Medicina nas Guerras

Em uma grande guerra, morre-se aos milhares. Mas, ainda que morram depois, boa parte das vítimas passa por hospitais de campanha. Nessas ocasiões, os médicos se encontram em uma situação particularmente propícia à inovação. Há uma profusão de pacientes, muitos deles com casos similares, novos problemas surgem, os recursos são limitados e a gravidade dos ferimentos justifica se arriscar em técnicas incipientes ou até inéditas.

"É por isso que eu digo que os campos de batalha são verdadeiros laboratórios a céu aberto para a ciência médica", diz José Maria Orlando, médico intensivista e autor do livro "Vencendo a morte - Como as guerras fizeram a medicina evoluir", que é lançado nesta semana.

O livro conta como técnicas cirúrgicas foram desenvolvidas e aprimoradas nas frentes de batalha, além de procedimentos como a triagem de pacientes (implementada durante as guerras napoleônicas para definir quem teria mais chance de sobreviver se recebesse cuidados médicos primeiro), o uso de ambulâncias e equipamentos de segurança. Um exemplo é o do cinto de segurança, que começou a ser usado para manter os pilotos presos aos caças durante a Primeira Guerra Mundial.

Orlando, que foi presidente da Associação de Medicina Intensiva Brasileira, já escreveu livros técnicos sobre UTIs (Unidades de Tratamento Intensivo). Dessa vez, no entanto, resolveu enveredar pela história da medicina e fazer algo voltado ao público geral, sobretudo aos amantes da temática bélica.

"Não se trata de exaltar a violência, mas de ver como a medicina militar beneficiou e influenciou certas práticas da medicina civil.
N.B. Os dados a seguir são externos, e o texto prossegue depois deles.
PR #3255, opened 2026-08-17
feat(cases): use display names for custom fields

aaron-tracecat:
## Summary

Updates the frontend to treat a case field's `display_name` as its user-facing label while keeping `name` / `id` as the machine reference.

- reads `display_name` across case configuration, case details, lists, activity, durations, and workflow-trigger suggestions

Se você reparar bem, o funcionamento de um pronto-socorro tem um clima de disciplina militar."

Até pouco mais de cem anos atrás, as guerras eram mais letais nas infecções e epidemias do que nos campos de batalha. Morria-se mais de malária, cólera, varíola, de fezes amontoadas em trincheiras e pernas arrancadas em cirurgias sem anestesia e com pouca higiene do que de bala ou espada. Esse cenário só começou a se modificar a partir da Primeira Grande Guerra Mundial, em função do desenvolvimento de novas opções de diagnóstico e tratamento, do advento dos antibióticos, das cirurgias mais complexas que agora podiam ser conduzidas com maior segurança e conforto sob efeito de anestésicos, da melhoria das condições sanitárias e da prevenção de muitas doenças graças ao surgimento das vacinas E também porque as armas ficara mais letais, a exemplo das metralhadoras, que entraram em cena no fim do século 19.
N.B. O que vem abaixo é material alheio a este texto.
PR #3261, opened 2026-08-17
fix(executor): recover stale loop device nodes

daryllimyt:
## Summary

Repair executor containers whose `/dev` view is missing loop devices created by the shared node kernel after the container started, without exposing node-global block devices to action subprocesses.

## Root cause

Kubernetes containers have a private `/dev` populated at startup, while loop devices are allocated in the node kernel. A later `mount -o loop` can select a kernel loop device visible in `/sys/block` whose `/dev/loopN` node is absent inside an older executor pod, causing `failed to setup loop device` even though the kernel device exists.

## What changed

- Add a fixed-purpose C++ helper that mirrors validated kernel loop devices from `/sys/block/loopN/dev` into the container's `/dev`.
- Create repaired nodes as root-owned mode `0600` from birth, so UID-1001 action subprocesses cannot read, write, or chmod node-global loop devices.
- Keep the Python executor unprivileged; only the fixed-purpose helper receives `CAP_MKNOD`, `CAP_DAC_OVERRIDE`, and `CAP_SETUID`.
- Preserve the normal first mount attempt, then synchronize stale loop-device nodes and retry up to three times with short jitter after failure.
- Isolate mount/recovery policy in `registry_artifact_mounts.py` and cover helper protocol, retry, and failure behavior with fast unit tests.
- Run one xdist-safe privileged Docker regression against an explicitly supplied image resolved to its immutable ID. It reproduces the exact missing-node failure, mounts through the executor path, asserts UID 1001 cannot open the repaired node, and verifies cleanup.
- Reuse the exact executor image already built by scheduled integration CI rather than a possibly stale Compose image.

## Impact

No configuration or manifest changes are required. Existing executor images gain the helper in every environment, including `tracecat-ci`, and normal `mount -o loop` allocation remains kernel-managed.

## Validation

- `uv run pytest --confcutdir=tests/unit tests/unit/test_registry_artifact_mounts.py tests/unit/test_registry_artifacts.py -q` (`136 passed`)
- `TRACECAT__REGISTRY_LOOP_HOTPLUG_IMAGE=sha256:710e5c066b7baac344c2f0828a41321108effa2b3d2c9c713f8b5d171d4e4e39 uv run pytest --confcutdir=tests/integration tests/integration/test_registry_artifact_loop_hotplug.py -m integration -q -s` (`1 passed`)
- `uv run ruff check ...` and `uv run ruff format --check ...`
- `uv run pyright ...` (`0 errors, 0 warnings`)
- Workflow YAML parsed successfully.
- The C++ helper and full executor image built successfully with warnings treated as errors.

## LOC breakdown

| Category | + | - |
| --- | ---: | ---: |
| Logic | 407 | 40 |
| Tests | 765 | 2 |
| Infra/config | 21 | 7 |

## Stack

PR 1 of 4. Followed by #3262, #3264, and #3265.

### DIFF
--- a/.github/workflows/run-integration-tests.yml
+++ b/.github/workflows/run-integration-tests.yml
@@ -250,6 +250,8 @@ jobs:
           # Tests run on the host, so Temporal must be reachable via localhost
           TEMPORAL__CLUSTER_URL: "localhost:7233"
           TRACECAT__DISABLE_NSJAIL: "true"
+          # Privileged loop-device regression reuses the exact image built above.
+          TRACECAT__REGISTRY_LOOP_HOTPLUG_IMAGE: tracecat-ci:integration-${{ github.run_id }}-${{ github.run_attempt }}
         run: |
           # Skip pool integration tests for now.
           # Worker-specific task queues in conftest.py ensure isolation
--- a/Dockerfile
+++ b/Dockerfile
@@ -23,6 +23,15 @@ RUN git clone https://github.com/google/nsjail.git /tmp/nsjail && \
     install -m 0755 nsjail /usr/local/bin/nsjail && \
     rm -rf /tmp/nsjail
 
+COPY docker/loop-device-sync.cc /tmp/loop-device-sync.cc
+
+RUN g++ -std=c++20 -O2 -Wall -Wextra -Werror -Wformat=2 \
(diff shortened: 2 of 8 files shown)


daryllimyt:
@codex review

jordan-umusu (approved):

Um dos maiores avanços da medicina durante a Primeira Guerra Mundial foi que os soldados que sofriam ferimentos graves e perdiam muito sangue passaram a receber soro fisiológico diretamente na veia. Antes disso, aplicações de soro intravenosas eram incomuns e os estudos sobre choque hemorrágico eram incipientes.

Quando Guerra Civil Espanhola foi deflagrada, a medicina civil já havia descoberto as transfusões de sangue, mas seu uso era extremamente restrito. Além de fazer transfusões em larga escala, a Guerra Civil Espanhola ajudou a consolidar o conceito de banco de sangue.
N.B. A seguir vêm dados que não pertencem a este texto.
PR #3266, opened 2026-08-18
fix: retry actions after heartbeat timeouts

daryllimyt:
## Summary

- retry an action once when Temporal reports a typed activity heartbeat timeout
- preserve existing action retry budgets and propagate application and non-heartbeat failures unchanged
- guard the new command-producing path with a Temporal patch marker for replay compatibility
- add focused regression coverage for the retry and non-retry boundaries

## Root cause

An executor pod can disappear while running an activity, including during node or ephemeral-storage eviction. Temporal detects the lost worker through the heartbeat timeout and fails the workflow even when another healthy executor is available.

The heartbeat timeout is an infrastructure interruption with unknown completion state. This change therefore adds one bounded redispatch for default single-attempt actions instead of broadly increasing every action's retry policy.

## Impact

Workflows can recover from a single executor loss without retrying application failures or multiplying explicit action retry budgets. A second heartbeat timeout still fails normally.

Linear: [ENG-1668](https://linear.app/tracecat/issue/ENG-1668/retry-actions-once-after-a-temporal-heartbeat-timeout)

## Validation

- `uv run pytest --confcutdir=tests/unit tests/unit/test_dsl_workflow_concurrency.py tests/unit/test_dsl_workflow_activity_retry.py -q` — 26 passed
- `uv run ruff check tracecat/dsl/workflow.py tests/unit/test_dsl_workflow_activity_retry.py`
- `uv run pyright tracecat/dsl/workflow.py tests/unit/test_dsl_workflow_activity_retry.py`
- signed commit verified after rebasing onto current `origin/main`

## LOC breakdown

| Category | + | - |
| --- | ---: | ---: |
| Logic | 36 | 2 |
| Tests | 167 | 0 |

---
## Summary by cubic
Retry actions once after a Temporal activity heartbeat timeout so workflows can recover from a lost executor. Previously, a heartbeat timeout failed the workflow; now single‑attempt actions get one bounded redispatch, while other failures and explicit retry budgets remain unchanged.

- Retries only when the cause is a heartbeat timeout, the task has `max_attempts == 1`, and the `dsl-action-heartbeat-timeout-retry-v1` patch is active; logs a warning and still fails on a second heartbeat timeout.
- Preserves application error propagation and non‑heartbeat timeouts; tasks with `max_attempts > 1` do not get an extra retry.
- Extracts `_execute_action_activity` and guards the new path with `workflow.patched` for replay compatibility; adds focused unit tests for retry and non‑retry boundaries.
- Addresses Linear ENG-1668.

<sup>Written for commit b379e52b4ce751e9a8dd398818094f12c0dfc4f9. Summary will update on new commits.</sup>

<a href="https://cubic.dev/pr/TracecatHQ/tracecat/pull/3266?utm_source=github" target="_blank" rel="noopener noreferrer" data-no-image-dialog="true"><picture><source media="(prefers-color-scheme: dark)" srcset="https://www.cubic.dev/buttons/review-in-cubic-dark.svg"><source media="(prefers-color-scheme: light)" srcset="https://www.cubic.dev/buttons/review-in-cubic-light.svg">Review in cubic</picture></a>

### DIFF
--- a/tracecat/dsl/workflow.py
+++ b/tracecat/dsl/workflow.py
@@ -18,7 +18,11 @@ from temporalio.exceptions import (
     ApplicationError,
     ChildWorkflowError,
     FailureError,
+    TimeoutType,
     is_cancelled_exception,
+)
+from temporalio.exceptions import (
+    TimeoutError as TemporalTimeoutError,
 )
 
 with workflow.unsafe.imports_passed_through():
@@ -163,6 +167,7 @@ with workflow.unsafe.imports_passed_through():
 
 
 _CHILD_RUN_ARG_PREP_YIELD_EVERY = 8
+ACTION_HEARTBEAT_TIMEOUT_RETRY_PATCH = "dsl-action-heartbeat-timeout-retry-v1"
 
 
 def _inherit_search_attributes_with_alias(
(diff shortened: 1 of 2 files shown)


tracecat/dsl/workflow.py
```diff
@@ -1795,9 +1800,39 @@ async def _run_action(self, task: ActionStatement) -> StoredObject:
...
+        """Dispatch an action, retrying one executor heartbeat interruption."""
+        try:
+            stored = await self._execute_action_activity_once(task, arg)
+        except ActivityError as exc:
+            cause = exc.cause
+            should_retry_heartbeat = (
+                task.retry_policy.max_attempts == 1
+                and isinstance(cause, TemporalTimeoutError)
+                and cause.type is TimeoutType.HEARTBEAT
+                and workflow.patched(ACTION_HEARTBEAT_TIMEOUT_RETRY_PATCH)
```
aaron-tracecat, line 1817: should we embed the task id in the patch id? 
`f"{ACTION_HEARTBEAT_TIMEOUT_RETRY_PATCH}-{task.id}"`? 

otherwise I'm not sure how this is tied to the specific task

aaron-tracecat: Daryl answered offline: this code is running on a single worker, which is already running a workflow instance. So the patch only applies to this specific temporal worker

aaron-tracecat (approved):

Na Segunda Guerra Mundial, novas drogas, incluindo as sulfonamidas e a penicilina, foram usadas para o tratamento de feridas e doenças venéreas. As transfusões de sangue se tornaram comuns como resultado de novas técnicas de armazenamento. Cirurgias vasculares começaram a ser utilizadas e o conceito de hospital móvel foi aperfeiçoado.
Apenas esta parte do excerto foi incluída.